Like the other sizes in the G3 range, the OLED77G3 comes with the META MLA panel developed by LG Display to boost peak HDR brightness. It certainly achieves that as I recorded figures of 1377 nits (Standard), 1553 nits (Filmmaker) and 1617 nits (Vivid) – consistent with the OLED65G3. It seems no matter which size you go for, brightness is the same.
- Slight red push to images
- Brilliant contrast and black levels
- Well-judged upscaling
The OLED65G3 exhibited traces of green tint in some areas but that’s not an issue with the OLED77G3. That’s not to say it doesn’t have its foibles though, with a little red push to its images.
Watching Dune in Filmmaker mode, there’s more of a red push to the cast’s complexions, while with Alita Battle Angel in Dolby Vision and Loki series two, there’s colours are redder. It’s not, I should add, distracting, though it does appear consistent across some picture modes.
LG’s TruMotion works well to reduce judder and motion artefacts, though the best balance is had either selecting Cinematic Movement or customising the User Selection with De Blur set at 10 and De Judder at 6 offering a good compromise in terms of fluid motion and sharpness.
Both Natural and Smooth Movement settings I’m less keen on. Putting on a 4K Blu-ray of 1917 and watching the soldiers make their way into the trenches at the film’s beginning, there’s a degree of judder to the movement of the soldiers in the background as well as some judder to Blake and Schofield’s arms, while the bottom halves of their bodies show a little stutter in the Natural setting.

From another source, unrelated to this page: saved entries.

PR #3659, opened 2026-06-14
refactor: introduce `SequenceExpr::word_seq()`

hippietrail:
# Issues 
N/A

# Description

I thought there was a pattern of linters using sequences of words separated by whitespace and realized a new ctor and builder on `SequenceExpr` could take an array of just the words and add in the whitespace elements.

It turned out that only one linter used more than two words but there were also a few uses of `fixed_phrase` that are probably more efficient as `word_seq`.

# Demo
# How Has This Been Tested?

`cargo test`

# AI Disclosure

# Checklist

### DIFF
--- a/harper-core/src/expr/sequence_expr.rs
+++ b/harper-core/src/expr/sequence_expr.rs
@@ -303,8 +303,6 @@ impl SequenceExpr {
 
     /// Match a series of words separated by whitespace.
     pub fn then_word_seq(self, words: &'static [&'static str]) -> Self {
-        debug_assert!(!words.is_empty(), "words must not be empty");
-
         if let Some((first, rest)) = words.split_first() {
             let mut expr = self.t_aco(first);
             for word in rest {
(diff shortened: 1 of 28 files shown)


harper-core/src/expr/sequence_expr.rs
```diff
@@ -296,6 +301,21 @@ impl SequenceExpr {
         self.then(Word::new_exact(word))
     }
 
+    /// Match a series of words separated by whitespace.
+    pub fn then_word_seq(self, words: &'static [&'static str]) -> Self {
+        debug_assert!(!words.is_empty(), "words must not be empty");
```
elijah-potter: I feel like it should be OK for it to be empty. People may insert an empty array for debugging purposes.

elijah-potter (changes requested):
Looks mostly good. Just one nit.

elijah-potter (approved):

PR #303, opened 2024-09-27
AER-3099 Added support for having multi adms met site properties for multiple years.

Hilbrand:
This code introduces a new MetSurfaceCharacteristics object that replaces the single values in ADMSOptions. For backward compatibility the individual methods are kept in ADMSOptions, and will be removed when not used any more by upstream project. When multiple years are present in the met site data it's expected to have multiple met values for these years. In the calculation options these will be saved with the year as prefix to the option. If only 1 (or no) year is present no prefix will be used.


BertScholten (approved):
LGTM 

Do wonder if we want to have met site characteristics be exported (not something user should have input on, and we shouldn't use the imported value?), but guess there was a reason for it at some point...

Smooth Movement is even stronger, and it’s with this option the Soap Opera Effect (SOE) comes into force with some noise, judder, and a softer look to the picture. At least there’s no tearing or smearing but in this setting, motion has an air of unreality. Avoid the OLED Motion altogether. Opening the menu in this setting produces a very distracting buzzing look.
Nevertheless, the LG OLED77G3 frequently puts forward a quite stunning level of image quality. A 4K Dolby Vision disc of The Godfather is gorgeous to behold, the creamy whites, rich reds and blacks of Gordon Willis’ cinematography looks outstanding.
Contrast is fantastically conveyed, especially in indoor scenes such as Vito Corleone’s office away from the wedding that opens the film. The depth of blacks combined with the brightness the G3 is capable of, results in a lush, almost three-dimensional image. The same is true for an HDR10 image of Batman vs Superman, scenes set in Batcave are full of bright lights and shadows that are deep and rich.
Elsewhere there’s an excellent level of fine detail in a Prime Video stream of The Matrix Resurrections. I can virtually see the individual thistles in Thomas Anderson’s beard, and the weaves and lines in the fabrics of the cast’s clothing. The image is sharp but the G3 exaggerate lines or edges. Colours are gorgeously rendered in HD, with deep blacks, and a wide variety of colours and shades (especially in the establishing shots of San Francisco).
There’s a naturalness to the image the 77G3 produces that’s so impressive I often find myself rarely questioning how it looks (aside from that slight red push). Detail is there for all to see, bringing out even the smallest details in actor’s faces such as little pock marks. Textures of various surfaces look true to how they should, which is no mean feat, while skin tones are varied enough to stand out from one another.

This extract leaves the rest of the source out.